Hey all! Just to preface, I am fairly new to RoR, and brand new to
using hpricot.
I am using the following code to scrape this xpath:
“/html/body/div/div[5]/div/div[2]/div[2]/div[2]”
from this url:
“http://www.greatnonprofits.org/”
Here is my code to do so (taken from igvita.com’s related blogpost):
require ‘rubygems’
require ‘open-uri’
require ‘hpricot’
@url = “http://www.greatnonprofits.org/”
@response = ‘’
begin
open-uri RDoc:
http://stdlib.rubyonrails.org/libdoc/open-uri/rdoc/index.html
open(@url, “User-Agent” => “Ruby/#{RUBY_VERSION}”,
“From” => “[email protected]”,
“Referer” => “Ilya Grigorik”) { |f|
puts "Fetched document: #{f.base_uri}"
puts "\t Content Type: #{f.content_type}\n"

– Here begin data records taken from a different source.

PR #23016, opened 2024-01-01
v4l2camera: Update Makefile to fix mips build

mpromonet:
Maintainer: @mpromonet 
Compile tested: allwinner H3, nanopi neo air, openwrt latest
Run tested: allwinner H3, nanopi neo air, openwrt latest

Description:
fix build for [mipsel_24kc_24kf/packages/v4l2camera/compile.txt](https://downloads.openwrt.org/snapshots/faillogs/mipsel_24kc_24kf/packages/v4l2camera/compile.txt)

### DIFF
--- a/multimedia/v4l2camera/Makefile
+++ b/multimedia/v4l2camera/Makefile
@@ -6,7 +6,7 @@ include $(TOPDIR)/rules.mk
 
 PKG_NAME:=v4l2camera
 PKG_VERSION:=0.1.8
-PKG_RELEASE:=1
+PKG_RELEASE:=2
 
 PKG_SOURCE_PROTO:=git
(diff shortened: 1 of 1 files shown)


1715173329:
You should raise `PKG_RELEASE`.
If possible please also provide details in your commit message: what's the error, and how this fixes it.

BKPepe:
There is still missing what @1715173329 wanted.

- Whats the error
- How this fixes it.

Only what we know is that it fixes mips build without any details. 😢

mpromonet:
@BKPepe 

Sorry for that, I was expecting github action will be able to check this. It is based on fact that v4l2rtspserver built with same compilation option. I did not took the time to install mips cross compiler and checked, I only checked it is still work on nanopi air.

Best Regards
Michel

PR #23023, opened 2024-01-01
gst1-plugins-good: use libsoup3 instead of libsoup

flyn-org:
Maintainer: me
Compile tested: x86_64

Description:
This removes the last dependency in OpenWrt on libsoup, replacing it with libsoup3.


neheb:
does that work? I would think API changes are needed.

flyn-org:
It looks like gst1-plugins-good can detect either libsoup or libsoup3 and select the correct code accordingly.

PR #23030, opened 2024-01-01
nfdump: update to 1.7.3

flyn-org:
Maintainer: me
Compile tested: x86_64

### DIFF
--- a/net/nfdump/Makefile
+++ b/net/nfdump/Makefile
@@ -6,12 +6,12 @@
 include $(TOPDIR)/rules.mk
 
 PKG_NAME:=nfdump
-PKG_VERSION:=1.7.2
+PKG_VERSION:=1.7.3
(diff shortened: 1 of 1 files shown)


hnyman:
New version might cause new dependencies unless you disable that library usage:

https://downloads.openwrt.org/snapshots/faillogs/arm_fa526/packages/nfdump/compile.txt
```
Package nfdump is missing dependencies for the following libraries:
libzstd.so.1
```

flyn-org:
> New version might cause new dependencies unless you disable that library usage:
> 
> https://downloads.openwrt.org/snapshots/faillogs/arm_fa526/packages/nfdump/compile.txt
> 
> ```
> Package nfdump is missing dependencies for the following libraries:
> libzstd.so.1
> ```

See https://github.com/openwrt/packages/pull/23064.

PR #23040, opened 2024-01-02
Remove libdaq and snort packages

flyn-org:
Maintainer: me

I no longer maintain libdaq/snort, as I have moved to libdaq3/snort3.


BKPepe:
I was thinking, if there is package without maintainer and it is replaced by newer version I mean snort3... shouldnt we remove it? I know, it would be somehow strict, but we are talking here about master branch and it will take one year (approx) that these changes in the master branch would be in the stable branch. So... what I am saying is that it is OK to remove those packages, because there are still in the stable branches.

I know, snort is still supported, it is not end of life, but we should rather focus on something, which we are using.

flyn-org:
I force-pushed to remove snort and libdaq instead of simply dropping the maintainer. I will add both to packages-abandoned shortly.

PR #23041, opened 2024-01-02
libsoup: remove package

flyn-org:
Remove libsoup package, as all of the packages that have depended on it moved to libsoup3. The last package to require libsoup is gst1-plugins-good, and https://github.com/openwrt/packages/pull/23023 migrates that package to libsoup3. Merge this after pull #23023.

Maintainer: me


neheb:
if you could open a PR to packages-abandoned, that would be great.

PR #23044, opened 2024-01-02
xmlrpc-c: update to 1.59.02

yegorich:
Maintainer: @thess
Compile tested: ARMv7, TI Sitara AM335x, OpenWrt v23.05.2
Run tested: ARMv7, TI Sitara AM335x, OpenWrt v23.05.2, tested with internal software

Description: update xmlrpc-c to 1.59.02

While on this, remove the upstreamed patch and add a patch fixing pkg-config files (001-fix-pkg-config-files.patch). This patch is a combination of two upstream revisions [r3203](https://sourceforge.net/p/xmlrpc-c/code/3203/) and [r3205](https://sourceforge.net/p/xmlrpc-c/code/3205/).


libs/xmlrpc-c/patches/001-fix-pkg-config-files.patch
```diff
@@ -0,0 +1,327 @@
+Index: lib/abyss/src/Makefile
+===================================================================
+diff --git a/lib/abyss/src/Makefile b/lib/abyss/src/Makefile
+--- a/lib/abyss/src/Makefile	(revision 3202)
++++ b/lib/abyss/src/Makefile	(revision 3205)
```
BKPepe, line 5: - Who is the author?
- Where is the commit subject, commit description
- Is this going to be upstreamed?

And more questions, I do have...

yegorich: I have updated the PR description describing the origin of the patch. As described in this commit log, this patch is already upstream.

yegorich:
How do I create a clean patch from SVN? I have already used the `--git` option.

yegorich:
A refresh was required to pass the tests. Fixed now.

PR #23049, opened 2024-01-03
mstflint: add new package

tk154:
Maintainer: me
Compile tested: x86_64, OpenWrt Snapshot r24403+320-c23b509d72
Run tested: x86_64, Mellanox Spectrum SN2100, OpenWrt Snapshot r24403+320-c23b509d72

Description:
A tool for querying and installing firmware for Mellanox Spectrum Switches and ConnectX NICs.


utils/mstfwmanager/Makefile
```diff
@@ -0,0 +1,56 @@
...
+
+PKG_NAME:=mstfwmanager
+PKG_VERSION:=4.26.0
+PKG_RELEASE:=1
+
+PKG_SOURCE_PROTO:=git
+PKG_SOURCE_URL:=https://github.com/Mellanox/mstflint
+PKG_MIRROR_HASH:=9ab90387f295e974e3e6f6e8b0ce7e5f37749e0b1a6977c1b5c2ee6c2c2b80f6
+PKG_SOURCE_VERSION:=ff014c1e873e86255c07a396d0f3588ad018cc2a
+PKG_SOURCE_DATE:=2023-11-08
```
BKPepe, line 18: You can use their tagged releases instead of using specific commit hash

utils/mstfwmanager/Makefile
```diff
@@ -0,0 +1,56 @@
...
+
+PKG_MAINTAINER:=Til Kaiser <mail@tk154.de>
+PKG_LICENSE:=GPL-2.0-or-later
+PKG_LICENSE_FILES:=LICENSE
```
BKPepe, line 22: License or copying? 🤔

utils/mstfwmanager/Makefile
```diff
@@ -0,0 +1,56 @@
...
+    the system for available Mellanox devices (only mst
+    PCI devices) and performs the necessary firmware updates.
+endef
+
+CONFIGURE_ARGS += \
+	--enable-fw-mgr \
+	--disable-inband
+
+TARGET_CFLAGS += \
+	-D_GNU_SOURCE
```
BKPepe, line 49: This is still required?

utils/mstfwmanager/Makefile
```diff
@@ -0,0 +1,56 @@
...
+  TITLE:=Mellanox firmware update and query utility
+  DEPENDS:=@TARGET_x86 \
+    +libcurl +liblzma +libopenssl +libstdcpp +libxml2 +zlib
+endef
+
+define Package/mstfwmanager/description
+    Mellanox firmware update and query utility which scans 
+    the system for available Mellanox devices (only mst
+    PCI devices) and performs the necessary firmware updates.
+endef
```
BKPepe, line 42: two spaces here as indentation

BKPepe (changes requested):
- Patches without Git header are no go from my side.
They should be in upstreamable state, thus commit subject, description, etc. If possible send them to upstream.

utils/mstfwmanager/Makefile
tk154: Copying and apparently GPL 2.0 only.

utils/mstfwmanager/Makefile
tk154: I believe so. The package accesses u_int8_t, u_int16_t, and u_int32_t which are protected by _GNU_SOURCE in musl libc <sys/types.h>: https://git.musl-libc.org/cgit/musl/tree/include/sys/types.h#n59

tk154:
> * Patches without Git header are no go from my side.
>   They should be in upstreamable state, thus commit subject, description, etc. If possible send them to upstream.

I updated them with the appropriate headers.

utils/mstfwmanager/patches/0003-mtcr_ul-use-linux-instead-of-sys-pci.h.patch
```diff
@@ -0,0 +1,29 @@
+From 3b1883e4a9e190d729345f3a4c52ecd59c691986 Mon Sep 17 00:00:00 2001
+From: Til Kaiser <mail@tk154.de>
+Date: Wed, 3 Jan 2024 18:02:07 +0100
+Subject: [PATCH] mtcr_ul: use linux instead of sys pci.h
+
+The musl toolchain doesn't have <sys/pci.h> but <linux/pci.h>.
+<sys/pci.h> seems to be just a wrapper around <linux/pci.h> anyway.
+
```
BKPepe, line 8: This can be upstreamed, right?

utils/mstfwmanager/patches/0002-configure-remove-check-for-std-regex-compatibility.patch
```diff
@@ -0,0 +1,51 @@
+From 05dc7c55e0653542f92ed4e791f5eecb0e83b99c Mon Sep 17 00:00:00 2001
+From: Til Kaiser <mail@tk154.de>
+Date: Wed, 3 Jan 2024 17:58:41 +0100
+Subject: [PATCH] configure: remove check for std::regex compatibility
+
+The configure script compiles and runs a simple program to check
+for std::regex compatibility. Remove the check since this
+isn't possible when cross-compiling and returns an error message.
```
BKPepe, line 8: Report this to upstream or send this to upstream what they will say about this.

tk154:
I have just opened a PR requesting the changes upstream: Mellanox/mstflint#874

utils/mstfwmanager/patches/0002-configure-remove-check-for-std-regex-compatibility.patch
BKPepe: Ok, I see that you were trying to solve this with upstream, which is nice and appreciated.

Anyway, could you please use the patch ,which is included in upstream?
https://github.com/Mellanox/mstflint/pull/871/files

utils/mstfwmanager/Makefile
```diff
@@ -0,0 +1,57 @@
...
+
+PKG_NAME:=mstfwmanager
+PKG_VERSION:=4.26.0-1
+PKG_RELEASE:=1
+
+PKG_SOURCE_PROTO:=git
+PKG_SOURCE_URL:=https://github.com/Mellanox/mstflint
+PKG_MIRROR_HASH:=2592515184fe229690f2567ee42b5e2a0c847c14a2d8924175384655caf649e7
+PKG_SOURCE_VERSION:=v$(PKG_VERSION)
+PKG_SOURCE_DATE:=2023-11-08
```
BKPepe, line 18: Can not we use tagged releases? Is there something why do you need to use Git sources?

tk154:
Meanwhile, they have accepted the patches upstream into their `master-devel` branch.
Therefore, I am using the commit hash for now and will switch to a tagged release when they release the new version (4.27).

I have also decided to add all `mstflint` tools rather than just the `mstfwmanager`.

utils/mstflint/Makefile
```diff
@@ -0,0 +1,93 @@
...
+
+define Package/mstflint/install
+	$(INSTALL_DIR) $(1)/usr/bin
+	$(INSTALL_BIN) $(PKG_INSTALL_DIR)/usr/bin/* $(1)/usr/bin/
+
+	$(INSTALL_DIR) $(1)/usr/lib
+	$(CP) $(PKG_INSTALL_DIR)/usr/lib/mstflint $(1)/usr/lib/
+
+	$(INSTALL_DIR) $(1)/etc
+	$(CP) $(PKG_INSTALL_DIR)/etc/mstflint $(1)/etc/
```
BKPepe, line 90: Shouldnt be some configuration file in this folder marked as configuration? (conffiles :eyes:)

utils/mstflint/Makefile
```diff
@@ -0,0 +1,93 @@
...
+	--enable-fw-mgr \
+	--disable-inband
+
+TARGET_CFLAGS += \
+	-D_GNU_SOURCE \
+	-I$(STAGING_DIR)/usr/include/libxml2
+
+define Package/mstflint/install
+	$(INSTALL_DIR) $(1)/usr/bin
+	$(INSTALL_BIN) $(PKG_INSTALL_DIR)/usr/bin/* $(1)/usr/bin/
```
BKPepe, line 84: This is approach like copy everything to /usr/bin. Wouldnt it be better to copy only binaries, which we need? I mean specify them?

utils/mstflint/Makefile
```diff
@@ -0,0 +1,93 @@
...
+PKG_INSTALL:=1
+
+include $(INCLUDE_DIR)/package.mk
+
+define Package/mstflint
+  SECTION:=Utilities
+  CATEGORY:=Utilities
+  TITLE:=Mellanox Firmware Burning and Diagnostics Tools
+  URL:=https://github.com/Mellanox/mstflint
+  DEPENDS:=@(aarch64||x86_64) \
```
BKPepe, line 35: I havent look at it closer, but only these two targets are supported?

utils/mstflint/Makefile
tk154: I could do that, but there are 16 executables (11 binaries, 5 scripts).

utils/mstflint/Makefile
tk154: I misinterpreted the configure script and thought only those two were supported. After testing, I discovered that only mips(el) is unsupported.

utils/mstflint/Makefile
```diff
@@ -0,0 +1,101 @@
...
+
+PKG_NAME:=mstflint
+PKG_VERSION:=4.26.0-1
+PKG_RELEASE:=1
+
+PKG_SOURCE_PROTO:=git
+PKG_SOURCE_URL:=https://github.com/Mellanox/mstflint
+PKG_MIRROR_HASH:=7d0168add5857f54e2f96edb6cc78ff309fad78c404e262f145b89c63f6db39c
+PKG_SOURCE_VERSION:=17e9b849ba57cfac1b28240a25ece300a0f74a45
+PKG_SOURCE_DATE:=2024-01-15
```
BKPepe, line 18: We dont need to use the latest commit and we could stick to the stable/tagged releases, right?

utils/mstflint/Makefile
```diff
@@ -0,0 +1,101 @@
...
+# Copyright (C) 2024 Til Kaiser
+#
+# This is free software, licensed under the GNU General Public License v2.
+# See /LICENSE for more information.
+#
+
+include $(TOPDIR)/rules.mk
+
+PKG_NAME:=mstflint
+PKG_VERSION:=4.26.0-1
```
BKPepe, line 11: Since you are using the latest commit from the repository, this is no required.

aparcar:
Please rebase the branch so the CI no longer fails :)

BKPepe:
Ok, there is one thing, which needs to be discussed, otherwise this is ready to go. :) Thanks for your patience.

utils/mstflint/Makefile
```diff
@@ -0,0 +1,100 @@
...
+	$(INSTALL_BIN) $(PKG_INSTALL_DIR)/usr/bin/* $(1)/usr/bin/
+
+	$(INSTALL_DIR) $(1)/usr/lib/mstflint
+	$(CP) $(PKG_INSTALL_DIR)/usr/lib/mstflint $(1)/usr/lib/
+
+	$(INSTALL_DIR) $(1)/usr/share/mstflint
+	$(CP) $(PKG_INSTALL_DIR)/usr/share/mstflint $(1)/usr/share/
+
+	$(INSTALL_DIR) $(1)/etc/mstflint
+	$(INSTALL_CONF) $(PKG_INSTALL_DIR)/etc/mstflint/ca-bundle.crt $(1)/etc/mstflint/
```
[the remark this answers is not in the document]
tk154: You are right; I have removed the two lines.

tk154:
There is a CI build error for the `powerpc` targets coming from the `cryptodev` package, which isn't a dependency of the `mstflint` package.

Yet, for me, the compilation of the `cryptodev` package also runs fine for those `powerpc` targets on my local machine.

PR #23053, opened 2024-01-03
openssh: bump to 9.6p1

rucketeg:
Release notes: https://www.openssh.com/txt/release-9.6

Maintainer:  @SibrenVasse, @tripolar 
Compile tested: bcm2711, rpi4, master
Run tested: bcm2711, rpi4, master

### DIFF
--- a/net/openssh/Makefile
+++ b/net/openssh/Makefile
@@ -8,13 +8,13 @@
 include $(TOPDIR)/rules.mk
 
 PKG_NAME:=openssh
-PKG_VERSION:=9.5p1
+PKG_VERSION:=9.6p1
 PKG_RELEASE:=1
 
 PKG_SOURCE:=$(PKG_NAME)-$(PKG_VERSION).tar.gz
 PKG_SOURCE_URL:=https://cdn.openbsd.org/pub/OpenBSD/OpenSSH/portable/ \
 		https://ftp.openbsd.org/pub/OpenBSD/OpenSSH/portable/
-PKG_HASH:=f026e7b79ba7fb540f75182af96dc8a8f1db395f922bbc9f6ca603672686086b
+PKG_HASH:=910211c07255a8c5ad654391b40ee59800710dd8119dd5362de09385aa7a777c
 
 PKG_LICENSE:=BSD ISC
 PKG_LICENSE_FILES:=LICENCE
--- a/net/openssh/Makefile
+++ b/net/openssh/Makefile
@@ -20,6 +20,8 @@ PKG_LICENSE:=BSD ISC
 PKG_LICENSE_FILES:=LICENCE
 PKG_CPE_ID:=cpe:/a:openssh:openssh
 
+#While bumping new version, make sure that it works without it, so it can be removed.
+PKG_FIXUP:=autoreconf
 PKG_REMOVE_FILES:=
 PKG_CONFIG_DEPENDS := \
 	CONFIG_OPENSSH_LIBFIDO2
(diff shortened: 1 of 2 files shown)


BKPepe:
Why this is draft?

rucketeg:
Correct, it's still in draft because of the failure mentioned in https://github.com/openwrt/packages/pull/23053#issuecomment-1877316274. This error is probably caused by https://github.com/openssh/openssh-portable/commit/59d691b886c79e70b1d1c4ab744e81fd176222fd, that was included in the latest openssh release. I want to test if adding https://github.com/openssh/openssh-portable/commit/1036d77b34a5fa15e56f516b81b9928006848cbd as a patch would help.

SibrenVasse:
Your build is failing because it detected a dirty patch. I've refreshed the patch here: https://github.com/SibrenVasse/packages/pull/26/commits/03aeaaeb8d57c242f066d1b89d19734044dddb10

Currently running build:
https://github.com/SibrenVasse/packages/actions/runs/7413900137

rucketeg:
I wonder if there is any way to remind us in the future about reverting b3afcf24c267892911d425dd05ae025632933a9a once it's included in the next release.

SibrenVasse:
When updating to a new version, the patch won't apply if the lines are already present in the new source. So it won't build without removing the patch.

rucketeg:
I was mostly worried about the `PKG_FIXUP:=autoreconf` part.

SibrenVasse:
I didn't think you would cherry pick my commit, only grab the patch. As it was just a test I didn't write a commit message worthy of the master branch.  Please use this new one: https://github.com/SibrenVasse/packages/commit/1a54ff4707038c5d7ee15e01f86191015ce76777

net/openssh/patches/010-better_fzero-call-detection.patch
```diff
@@ -0,0 +1,30 @@
+--- a/m4/openssh.m4
++++ b/m4/openssh.m4
```
BKPepe, line 2: We can not accept patches without Git header. We dont know if it is backport or not.

Could you please use it like this:
https://github.com/openssh/openssh-portable/commit/1036d77b34a5fa15e56f516b81b9928006848cbd.patch

and then refresh it, please?

net/openssh/Makefile
```diff
@@ -8,18 +8,19 @@
...
 PKG_SOURCE_URL:=https://cdn.openbsd.org/pub/OpenBSD/OpenSSH/portable/ \
 		https://ftp.openbsd.org/pub/OpenBSD/OpenSSH/portable/
-PKG_HASH:=f026e7b79ba7fb540f75182af96dc8a8f1db395f922bbc9f6ca603672686086b
+PKG_HASH:=910211c07255a8c5ad654391b40ee59800710dd8119dd5362de09385aa7a777c
 
 PKG_LICENSE:=BSD ISC
 PKG_LICENSE_FILES:=LICENCE
 PKG_CPE_ID:=cpe:/a:openssh:openssh
 
+PKG_FIXUP:=autoreconf
```
BKPepe, line 23: What about making comment, here? Will it work? :)

#While bumping new version, make sure that it works without it, so it can be removed.

SibrenVasse:
https://github.com/SibrenVasse/packages/commit/d09ae0e1a3e6d558a19c9aa45821e21779138b2a for inclusion

net/openssh/Makefile
BKPepe: You should mention that in the commit description as well.

PR #22965, opened 2023-12-22
python-dbus-fast: update version 2.21.0

predators46:
Maintainer: @QuintinHill 
Compile tested: armsr
Run tested: armv8

Description:

PR #23054, opened 2024-01-03
[23.05] Add missing python3-bleak dependency

QuintinHill:
Maintainer: me
Compile tested: None for backport
Run tested: None for backport

Description: https://github.com/openwrt/packages/pull/22919 and https://github.com/openwrt/packages/pull/22965 backports to 23.05.

CC: @predators46


predators46:
there should be no problem because this package does not require the latest version of cython.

puts "\t Charset: #{f.charset}\n"
puts "\t Content-Encoding: #{f.content_encoding}\n"
puts "\t Last Modified: #{f.last_modified}\n\n"
# Save the response body
@response = f.read
}
HPricot RDoc: http://code.whytheluckystiff.net/hpricot/
doc = Hpricot(@response)
Retrieve content
puts (doc/“/html/body/div/div[5]/div/div[2]/div[2]/div[2]”).to_html
()
rescue Exception => e
print e, “\n”
end
In my irb terminal, I get this:
irb(main):031:0> load ‘greatnonprofitsscraper.rb’
Fetched document: http://www.greatnonprofits.org/
Content Type: text/html
Charset: utf-8
Content-Encoding:
Last Modified: Tue Mar 31 23:43:52 -0700 2009
=> true
Anyone know why this is happening? The code works with other urls/
xpaths. Can anyone specify for me why www.greatnonprofits.com is
different?
Thanks a million! I am quite frustrated, and I appreciate any help!!!